Wer es gerne so richtig, richtig ruhig haben möchte, der sollte sich in Schwalldorf niederlassen.

05.12.2018

Von Andrea Bachmann

Bilder: Erich Sommer

Im Gegensatz zu allen anderen Orten rund um Rottenburg leben hier tatsächlich weniger Menschen als vor etwa 150 Jahren: 1858 zählte man hier 783 Seelen, 2013 waren es 763. Das Dorf auf der Gäuhochfläche liegt idyllisch, aber abgelegen abseits größerer Straßen. Einen Bahnhof gibt es nicht, der nächste ist in Bieringen. Gegenüber der Bieringer Bahnstation führt ein Weg durch den Wald hoch nach Schwalldorf, etwa anderthalb Kilometer lang und nur für den land- und forstwirtschaftlichen Verkehr freigegeben. Im Winter wird er nicht einmal geräumt. Busse verkehren unter der Woche tagsüber im Stundentakt, am Samstag alle zwei Stunden und am Sonntag bleibt man besser daheim. Auch virtuell war Schwalldorf lange ein abgelegener Außenposten: Erst 2010 wurde ein Glasfaserkabel verlegt, was den Einwohnern, die bis dahin mit Modem und ISDN vorlieb nehmen mussten, immerhin satte 50 Mbit/s bescherte. Aber schön ist der Ort, der viel reizvolle Landschaft sowie Ausblicke ins Neckartal und auf die Alb zu bieten hat.
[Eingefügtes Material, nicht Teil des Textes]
PR #521, opened 2023-05-11
Login improvements

ferostabio:
There were two issues in the login flow:

- `Init` / `reconnect` were called twice.
- There was code in `onOnboardChange` that triggered a logout every time the app loaded, so the `Connect wallet` button flashed for a bit.

Tested a number of times, but we should all do it a number of times in case there are any side-effects or something I'm missing.

### DIFF
--- a/packages/frontend/store/auth.store.ts
+++ b/packages/frontend/store/auth.store.ts
@@ -1,9 +1,5 @@
 import { ConnectOptions } from '@web3-onboard/core';
-import {
-  Balances,
-  ConnectedChain,
-  WalletState,
-} from '@web3-onboard/core/dist/types';
+import { Balances, WalletState } from '@web3-onboard/core/dist/types';
 import { ChainId } from '@x-fuji/sdk';
 import { ethers, utils } from 'ethers';
 import produce from 'immer';
@@ -11,7 +7,7 @@ import { create } from 'zustand';
 import { devtools } from 'zustand/middleware';
 
 import { web3onboard } from '../helpers/auth';
-import { chainIdToHex } from '../helpers/chains';
+import { chainIdToHex, hexToChainId } from '../helpers/chains';
 
 export const onboard = web3onboard;
 
@@ -33,7 +29,7 @@ type AuthState = {
   address?: string;
   ens?: string;
   balance?: Balances;
-  chain?: ConnectedChain;
+  chainId?: ChainId;
   provider?: ethers.providers.Web3Provider;
   walletName?: string;
 };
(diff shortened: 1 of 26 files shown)


ferostabio:
After doing the first batch of (minor, granted) changes, address still took an average of 1.75 seconds to load, when all major projects load it almost instantly.

I went through `@web3-onboard`'s rabbit hole and couldn't find any way to speed up `onboard.connectWallect()`. I started looking at the different sub packages of them we already use, and realized that they offer a `useWallets` hook that, when implemented inside a component, it shows the connected wallets right after loading.

A couple of comments:

- We weren't saving the ens name during the connection, only afterwards.
- The hook can't be called before initiating `@web3-onboard`, reason I added the property and safety checks.
- I replaced the `onOnboardChange` with the hook.
- I took the chance to clean the `auth.store`a bit.

packages/frontend/store/auth.store.ts
```diff
@@ -20,37 +21,21 @@ type OnboardStatus = {
   isExploreInfoSkipped?: boolean;
 };
 
-type ConnectedState = {
-  status: 'connected';
-  address: string;
+type AuthState = {
+  status: 'initial' | 'connected' | 'disconnected';
```
brozorec, line 25: We better use an enum instead of strings. That will require refactoring in other places but as we're dealing with this now, we better push it one step further.

packages/frontend/store/auth.store.ts
```diff
@@ -20,37 +21,21 @@ type OnboardStatus = {
...
+  address: string | undefined;
   ens: string | undefined;
-  balance: Balances;
-  chain: ConnectedChain;
-  provider: ethers.providers.Web3Provider;
-  walletName: string;
+  balance: Balances | undefined;
+  chain: ConnectedChain | undefined;
+  provider: ethers.providers.Web3Provider | undefined;
+  walletName: string | undefined;
```
brozorec, line 31: what's the advantage of using `address: string | undefined` vs `address?: string`?

packages/frontend/store/auth.store.ts
```diff
@@ -61,16 +46,17 @@ type Action = {
...
 
-const initialState: InitialState = {
+const initialState: AuthState = {
   status: 'initial',
   address: undefined,
   ens: undefined,
   balance: undefined,
   chain: undefined,
   provider: undefined,
   walletName: undefined,
```
brozorec, line 58: no need to explicitly assign `undefined` values

brozorec (changes requested):

packages/frontend/store/auth.store.ts
ferostabio: None I can think of, quick refactor leftover

packages/frontend/store/auth.store.ts
ferostabio: Yes, another quick refactor leftover

packages/frontend/store/auth.store.ts
ferostabio: Agree!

Vermutlich leben hier schon seit dem 7. oder 8. Jahrhundert Menschen, aber erst 1100 wird ein Fridericus von Swaldorf im Hirsauer Codex erwähnt. Und 1304 beschenkte ein Vogt der Grafen von Hohenberg, Heinrich der Amman, das Dominikanerinnenkloster Kirchberg mit einem Gut zu Schwalldorf. Etwa 50 Jahre später ist zum ersten Mal von einer Kapelle die Rede, die 1507 zu einer Pfarrkirche erhoben wird. Zu Beginn des 18. Jahrhunderts reichte diese Kapelle nicht mehr aus, und so baute man an ihrer Stelle die barocke Andreaskirche mit ihrem hübschen Zwiebeltürmchen.

1936 wurde die Kirche auf eigentümliche Weise vergrößert: Man riss den Chor ab, verlängerte das Langhaus um stolze zwölfeinhalb Meter nach Osten und baute einen neuen Chor, der genauso aussah wie der alte von 1733. Rottenburger Gipsermeister und der Rottenburger Kirchenmaler Johannes Wohlfahrt sorgten für die Rekonstruktion von Stuck und Deckenbildern im Stil der Erbauungszeit und 1937 konnte die neue alte Kirche von Bischof Johann Baptista Sproll wieder eingeweiht werden.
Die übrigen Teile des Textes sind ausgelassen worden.